Stored data
--- START ---

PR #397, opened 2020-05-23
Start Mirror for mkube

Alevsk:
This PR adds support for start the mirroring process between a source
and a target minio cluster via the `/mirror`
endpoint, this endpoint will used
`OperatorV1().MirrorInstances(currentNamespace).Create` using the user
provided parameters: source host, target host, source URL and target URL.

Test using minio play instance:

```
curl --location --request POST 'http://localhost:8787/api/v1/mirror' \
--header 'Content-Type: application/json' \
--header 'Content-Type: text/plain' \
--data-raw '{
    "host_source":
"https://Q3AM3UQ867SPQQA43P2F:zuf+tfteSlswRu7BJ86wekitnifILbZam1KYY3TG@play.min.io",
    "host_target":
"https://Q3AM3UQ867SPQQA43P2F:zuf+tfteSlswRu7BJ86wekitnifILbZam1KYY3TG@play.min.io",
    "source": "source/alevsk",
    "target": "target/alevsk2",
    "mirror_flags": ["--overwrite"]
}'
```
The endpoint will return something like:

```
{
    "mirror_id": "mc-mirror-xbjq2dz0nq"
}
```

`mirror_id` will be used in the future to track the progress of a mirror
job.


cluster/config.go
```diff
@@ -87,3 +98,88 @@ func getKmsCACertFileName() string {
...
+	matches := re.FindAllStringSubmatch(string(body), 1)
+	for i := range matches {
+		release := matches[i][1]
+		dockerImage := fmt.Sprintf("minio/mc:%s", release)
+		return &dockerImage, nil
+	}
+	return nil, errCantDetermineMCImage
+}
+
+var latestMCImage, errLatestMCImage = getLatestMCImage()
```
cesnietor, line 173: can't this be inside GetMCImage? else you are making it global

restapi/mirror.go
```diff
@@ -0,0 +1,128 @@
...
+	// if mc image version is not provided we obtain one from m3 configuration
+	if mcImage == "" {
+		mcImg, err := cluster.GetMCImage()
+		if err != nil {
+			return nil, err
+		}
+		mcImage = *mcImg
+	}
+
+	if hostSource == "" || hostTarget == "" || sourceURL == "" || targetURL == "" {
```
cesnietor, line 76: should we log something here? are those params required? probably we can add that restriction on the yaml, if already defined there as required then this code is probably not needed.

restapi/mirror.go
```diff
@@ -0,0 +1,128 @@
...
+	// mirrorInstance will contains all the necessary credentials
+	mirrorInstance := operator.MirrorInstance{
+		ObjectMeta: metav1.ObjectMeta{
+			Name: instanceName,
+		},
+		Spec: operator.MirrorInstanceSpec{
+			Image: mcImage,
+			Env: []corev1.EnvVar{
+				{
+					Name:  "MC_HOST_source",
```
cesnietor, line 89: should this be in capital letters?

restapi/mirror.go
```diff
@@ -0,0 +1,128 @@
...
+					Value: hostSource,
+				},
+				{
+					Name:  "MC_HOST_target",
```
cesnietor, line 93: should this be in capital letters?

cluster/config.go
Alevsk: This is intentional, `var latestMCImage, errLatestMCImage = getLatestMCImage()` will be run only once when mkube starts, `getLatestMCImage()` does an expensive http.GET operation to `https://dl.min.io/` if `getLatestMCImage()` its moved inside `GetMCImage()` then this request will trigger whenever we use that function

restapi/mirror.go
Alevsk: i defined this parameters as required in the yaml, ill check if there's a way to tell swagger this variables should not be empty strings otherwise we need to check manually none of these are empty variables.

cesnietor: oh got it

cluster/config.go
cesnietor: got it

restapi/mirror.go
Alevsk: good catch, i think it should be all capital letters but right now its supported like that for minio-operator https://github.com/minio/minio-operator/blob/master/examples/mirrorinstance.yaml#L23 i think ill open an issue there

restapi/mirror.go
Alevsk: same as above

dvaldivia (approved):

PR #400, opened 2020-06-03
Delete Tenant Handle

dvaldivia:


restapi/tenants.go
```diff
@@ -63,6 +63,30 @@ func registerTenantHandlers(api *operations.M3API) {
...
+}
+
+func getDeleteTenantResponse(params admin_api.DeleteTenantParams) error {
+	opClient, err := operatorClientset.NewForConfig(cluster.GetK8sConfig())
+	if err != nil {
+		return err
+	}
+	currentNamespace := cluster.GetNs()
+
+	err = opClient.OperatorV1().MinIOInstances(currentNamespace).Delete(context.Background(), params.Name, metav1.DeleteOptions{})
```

--- END ---
--- START ---

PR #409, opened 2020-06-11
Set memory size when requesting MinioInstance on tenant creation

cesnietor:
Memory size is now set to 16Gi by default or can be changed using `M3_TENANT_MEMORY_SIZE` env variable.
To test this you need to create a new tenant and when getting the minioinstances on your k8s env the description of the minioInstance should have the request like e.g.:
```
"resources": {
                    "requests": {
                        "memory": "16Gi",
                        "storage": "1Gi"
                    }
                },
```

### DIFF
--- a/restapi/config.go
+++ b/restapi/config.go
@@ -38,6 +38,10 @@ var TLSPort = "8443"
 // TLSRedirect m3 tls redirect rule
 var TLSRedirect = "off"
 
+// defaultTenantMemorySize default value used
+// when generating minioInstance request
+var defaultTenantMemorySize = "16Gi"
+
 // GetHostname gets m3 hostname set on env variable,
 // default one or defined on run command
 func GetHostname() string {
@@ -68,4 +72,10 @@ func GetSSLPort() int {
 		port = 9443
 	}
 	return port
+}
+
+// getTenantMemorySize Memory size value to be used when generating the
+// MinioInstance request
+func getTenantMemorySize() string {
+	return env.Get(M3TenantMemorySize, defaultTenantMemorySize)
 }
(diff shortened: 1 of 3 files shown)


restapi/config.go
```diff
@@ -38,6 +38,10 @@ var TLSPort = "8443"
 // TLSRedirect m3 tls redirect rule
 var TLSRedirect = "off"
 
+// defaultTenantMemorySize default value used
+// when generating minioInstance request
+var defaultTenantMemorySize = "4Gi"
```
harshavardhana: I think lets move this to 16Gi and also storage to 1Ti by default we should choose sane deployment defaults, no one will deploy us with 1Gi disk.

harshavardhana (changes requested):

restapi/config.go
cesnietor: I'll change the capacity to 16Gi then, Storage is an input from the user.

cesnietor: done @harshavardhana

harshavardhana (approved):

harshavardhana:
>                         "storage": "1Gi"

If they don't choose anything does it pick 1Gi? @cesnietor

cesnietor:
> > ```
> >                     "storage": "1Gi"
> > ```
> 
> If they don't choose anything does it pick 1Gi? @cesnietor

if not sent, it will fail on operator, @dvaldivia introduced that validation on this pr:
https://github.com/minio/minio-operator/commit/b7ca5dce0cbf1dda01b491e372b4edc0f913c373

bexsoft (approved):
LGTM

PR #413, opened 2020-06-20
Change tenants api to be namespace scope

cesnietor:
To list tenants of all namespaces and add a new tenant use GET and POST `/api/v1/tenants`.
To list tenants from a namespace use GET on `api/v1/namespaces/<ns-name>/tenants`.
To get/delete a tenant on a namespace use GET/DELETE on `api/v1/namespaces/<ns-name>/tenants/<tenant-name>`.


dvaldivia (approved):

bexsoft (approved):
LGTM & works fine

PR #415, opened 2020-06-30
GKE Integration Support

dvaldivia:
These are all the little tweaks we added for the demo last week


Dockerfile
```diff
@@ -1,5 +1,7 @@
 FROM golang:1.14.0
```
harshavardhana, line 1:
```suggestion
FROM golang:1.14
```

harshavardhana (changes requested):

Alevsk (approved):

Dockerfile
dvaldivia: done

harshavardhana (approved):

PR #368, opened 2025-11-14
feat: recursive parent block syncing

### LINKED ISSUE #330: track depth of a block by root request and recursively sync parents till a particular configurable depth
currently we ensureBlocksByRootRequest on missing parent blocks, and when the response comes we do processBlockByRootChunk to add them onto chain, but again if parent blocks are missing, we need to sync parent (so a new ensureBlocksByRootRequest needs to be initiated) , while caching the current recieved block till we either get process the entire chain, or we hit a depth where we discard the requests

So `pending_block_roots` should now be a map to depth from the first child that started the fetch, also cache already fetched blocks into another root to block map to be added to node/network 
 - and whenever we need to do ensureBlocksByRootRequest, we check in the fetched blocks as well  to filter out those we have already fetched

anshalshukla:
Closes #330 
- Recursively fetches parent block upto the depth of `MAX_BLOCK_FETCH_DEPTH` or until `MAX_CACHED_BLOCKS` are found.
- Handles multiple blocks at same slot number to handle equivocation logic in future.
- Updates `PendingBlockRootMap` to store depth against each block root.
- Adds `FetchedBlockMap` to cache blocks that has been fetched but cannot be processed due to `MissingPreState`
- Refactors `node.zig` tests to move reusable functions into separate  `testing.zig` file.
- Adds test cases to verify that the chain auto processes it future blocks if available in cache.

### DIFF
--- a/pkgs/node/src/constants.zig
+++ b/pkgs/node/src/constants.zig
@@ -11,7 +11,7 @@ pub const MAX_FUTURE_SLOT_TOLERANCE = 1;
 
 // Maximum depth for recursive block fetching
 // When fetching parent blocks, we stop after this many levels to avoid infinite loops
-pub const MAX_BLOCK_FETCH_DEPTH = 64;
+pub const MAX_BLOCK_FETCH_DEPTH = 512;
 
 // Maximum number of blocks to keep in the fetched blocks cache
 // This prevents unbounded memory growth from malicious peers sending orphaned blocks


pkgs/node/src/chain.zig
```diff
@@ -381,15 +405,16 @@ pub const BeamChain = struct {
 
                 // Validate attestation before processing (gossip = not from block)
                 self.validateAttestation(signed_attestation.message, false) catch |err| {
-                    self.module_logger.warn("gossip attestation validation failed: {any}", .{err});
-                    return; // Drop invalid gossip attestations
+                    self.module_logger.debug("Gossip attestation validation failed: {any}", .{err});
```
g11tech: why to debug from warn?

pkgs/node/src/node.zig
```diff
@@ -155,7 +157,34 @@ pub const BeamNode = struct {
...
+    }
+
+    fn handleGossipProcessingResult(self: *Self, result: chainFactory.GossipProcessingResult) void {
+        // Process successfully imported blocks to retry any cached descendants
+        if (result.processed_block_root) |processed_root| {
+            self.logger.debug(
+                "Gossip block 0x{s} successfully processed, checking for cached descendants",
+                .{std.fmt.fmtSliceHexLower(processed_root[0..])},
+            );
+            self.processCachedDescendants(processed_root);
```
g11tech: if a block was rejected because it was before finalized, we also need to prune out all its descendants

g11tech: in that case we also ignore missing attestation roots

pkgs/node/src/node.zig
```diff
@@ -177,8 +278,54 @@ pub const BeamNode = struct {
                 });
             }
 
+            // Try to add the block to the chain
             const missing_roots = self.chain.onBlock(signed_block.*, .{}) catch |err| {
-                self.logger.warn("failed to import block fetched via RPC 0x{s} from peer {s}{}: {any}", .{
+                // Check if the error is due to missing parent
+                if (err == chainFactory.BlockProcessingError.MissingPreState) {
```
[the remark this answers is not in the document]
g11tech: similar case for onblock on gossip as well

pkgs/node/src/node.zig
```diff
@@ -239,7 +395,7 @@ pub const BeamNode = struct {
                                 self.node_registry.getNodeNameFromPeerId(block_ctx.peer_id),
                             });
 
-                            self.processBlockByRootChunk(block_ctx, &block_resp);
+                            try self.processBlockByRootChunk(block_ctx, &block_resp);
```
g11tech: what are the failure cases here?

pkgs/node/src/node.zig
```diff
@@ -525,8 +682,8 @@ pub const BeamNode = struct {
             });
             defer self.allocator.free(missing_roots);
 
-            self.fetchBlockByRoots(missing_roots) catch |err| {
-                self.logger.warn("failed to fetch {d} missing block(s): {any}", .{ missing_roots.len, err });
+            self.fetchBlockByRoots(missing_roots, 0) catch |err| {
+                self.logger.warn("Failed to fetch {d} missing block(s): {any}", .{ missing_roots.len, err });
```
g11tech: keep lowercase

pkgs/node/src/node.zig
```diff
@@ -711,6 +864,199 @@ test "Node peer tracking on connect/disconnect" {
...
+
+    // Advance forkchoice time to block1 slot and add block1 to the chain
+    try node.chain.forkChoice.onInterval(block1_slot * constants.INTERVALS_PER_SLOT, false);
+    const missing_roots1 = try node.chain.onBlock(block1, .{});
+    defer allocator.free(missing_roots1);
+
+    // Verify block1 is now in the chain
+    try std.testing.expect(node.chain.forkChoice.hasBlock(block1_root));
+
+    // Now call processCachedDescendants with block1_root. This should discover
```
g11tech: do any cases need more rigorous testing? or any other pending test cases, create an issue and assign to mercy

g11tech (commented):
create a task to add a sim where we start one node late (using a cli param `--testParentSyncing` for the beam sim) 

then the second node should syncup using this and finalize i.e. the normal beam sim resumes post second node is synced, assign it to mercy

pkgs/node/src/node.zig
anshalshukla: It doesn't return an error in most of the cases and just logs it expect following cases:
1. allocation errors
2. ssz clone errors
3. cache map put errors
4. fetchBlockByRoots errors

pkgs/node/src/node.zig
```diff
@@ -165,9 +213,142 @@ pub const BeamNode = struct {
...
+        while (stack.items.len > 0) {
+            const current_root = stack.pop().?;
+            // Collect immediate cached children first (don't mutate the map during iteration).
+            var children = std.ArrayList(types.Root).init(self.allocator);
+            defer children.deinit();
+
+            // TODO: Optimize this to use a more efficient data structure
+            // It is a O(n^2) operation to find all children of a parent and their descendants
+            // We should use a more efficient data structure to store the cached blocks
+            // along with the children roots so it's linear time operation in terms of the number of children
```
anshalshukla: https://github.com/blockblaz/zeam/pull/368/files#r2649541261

--- END ---
--- START ---

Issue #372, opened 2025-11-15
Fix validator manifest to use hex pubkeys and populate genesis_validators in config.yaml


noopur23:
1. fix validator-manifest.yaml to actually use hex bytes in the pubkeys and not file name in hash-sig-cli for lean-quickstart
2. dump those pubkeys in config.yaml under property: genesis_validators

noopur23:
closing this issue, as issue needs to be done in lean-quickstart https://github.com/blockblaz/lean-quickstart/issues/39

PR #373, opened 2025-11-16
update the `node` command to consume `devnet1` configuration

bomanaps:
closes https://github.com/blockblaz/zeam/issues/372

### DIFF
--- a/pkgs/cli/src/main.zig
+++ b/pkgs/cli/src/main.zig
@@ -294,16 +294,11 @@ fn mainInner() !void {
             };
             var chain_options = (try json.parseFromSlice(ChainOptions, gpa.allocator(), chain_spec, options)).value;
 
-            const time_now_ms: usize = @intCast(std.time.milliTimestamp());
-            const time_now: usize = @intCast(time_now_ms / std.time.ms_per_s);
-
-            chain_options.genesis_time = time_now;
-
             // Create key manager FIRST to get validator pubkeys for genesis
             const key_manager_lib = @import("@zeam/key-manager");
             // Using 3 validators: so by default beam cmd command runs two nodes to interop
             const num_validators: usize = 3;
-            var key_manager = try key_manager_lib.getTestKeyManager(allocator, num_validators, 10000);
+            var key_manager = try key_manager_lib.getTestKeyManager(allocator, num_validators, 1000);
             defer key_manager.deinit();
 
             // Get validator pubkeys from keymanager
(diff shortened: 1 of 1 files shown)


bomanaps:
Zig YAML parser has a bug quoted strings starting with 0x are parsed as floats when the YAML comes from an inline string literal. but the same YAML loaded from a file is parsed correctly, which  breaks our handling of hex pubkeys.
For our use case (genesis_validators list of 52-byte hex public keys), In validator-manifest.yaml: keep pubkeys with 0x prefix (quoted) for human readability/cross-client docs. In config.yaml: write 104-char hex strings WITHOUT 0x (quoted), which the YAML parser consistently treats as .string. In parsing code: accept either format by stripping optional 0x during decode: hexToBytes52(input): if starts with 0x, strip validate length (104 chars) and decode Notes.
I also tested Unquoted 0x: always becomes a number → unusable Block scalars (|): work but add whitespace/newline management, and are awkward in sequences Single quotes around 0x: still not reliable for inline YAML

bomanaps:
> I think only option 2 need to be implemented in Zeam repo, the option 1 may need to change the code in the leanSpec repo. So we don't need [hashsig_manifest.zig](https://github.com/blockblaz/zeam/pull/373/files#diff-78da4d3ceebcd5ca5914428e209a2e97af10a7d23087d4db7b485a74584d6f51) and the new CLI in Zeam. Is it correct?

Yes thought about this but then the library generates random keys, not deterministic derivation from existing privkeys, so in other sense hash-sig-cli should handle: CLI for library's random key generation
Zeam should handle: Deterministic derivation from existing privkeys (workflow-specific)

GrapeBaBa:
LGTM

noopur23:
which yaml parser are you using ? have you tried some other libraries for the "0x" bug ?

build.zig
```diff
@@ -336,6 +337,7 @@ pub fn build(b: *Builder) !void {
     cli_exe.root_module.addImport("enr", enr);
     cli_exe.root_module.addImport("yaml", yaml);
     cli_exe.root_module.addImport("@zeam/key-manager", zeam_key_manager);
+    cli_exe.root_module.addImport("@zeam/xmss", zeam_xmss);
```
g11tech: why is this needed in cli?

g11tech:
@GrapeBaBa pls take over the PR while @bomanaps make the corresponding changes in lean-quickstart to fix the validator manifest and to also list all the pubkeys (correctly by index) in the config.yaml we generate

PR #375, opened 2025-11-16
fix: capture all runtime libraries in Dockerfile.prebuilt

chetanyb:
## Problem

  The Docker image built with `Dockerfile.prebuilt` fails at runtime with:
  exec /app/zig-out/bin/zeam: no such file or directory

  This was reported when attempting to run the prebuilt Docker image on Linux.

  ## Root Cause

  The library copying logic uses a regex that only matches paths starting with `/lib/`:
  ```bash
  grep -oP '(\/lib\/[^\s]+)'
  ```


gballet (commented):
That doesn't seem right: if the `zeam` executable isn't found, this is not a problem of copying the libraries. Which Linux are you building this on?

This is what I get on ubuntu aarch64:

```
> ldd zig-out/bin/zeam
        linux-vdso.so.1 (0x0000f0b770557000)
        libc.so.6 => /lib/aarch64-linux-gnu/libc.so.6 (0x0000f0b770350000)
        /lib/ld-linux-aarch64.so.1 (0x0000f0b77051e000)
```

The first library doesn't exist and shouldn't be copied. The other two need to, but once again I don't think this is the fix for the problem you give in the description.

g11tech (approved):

--- END ---

● Problem requirements:
Would you copy out exactly the lines above that start at the one containing "defer key_manager.deinit();" and end at the one containing "Zig YAML parser", inclusive?

● Answer section:
             defer key_manager.deinit();
 
             // Get validator pubkeys from keymanager
(diff shortened: 1 of 1 files shown)


bomanaps:
Zig YAML parser has a bug quoted strings starting with 0x are parsed as floats when the YAML comes from an inline string literal. but the same YAML loaded from a file is parsed correctly, which  breaks our handling of hex pubkeys.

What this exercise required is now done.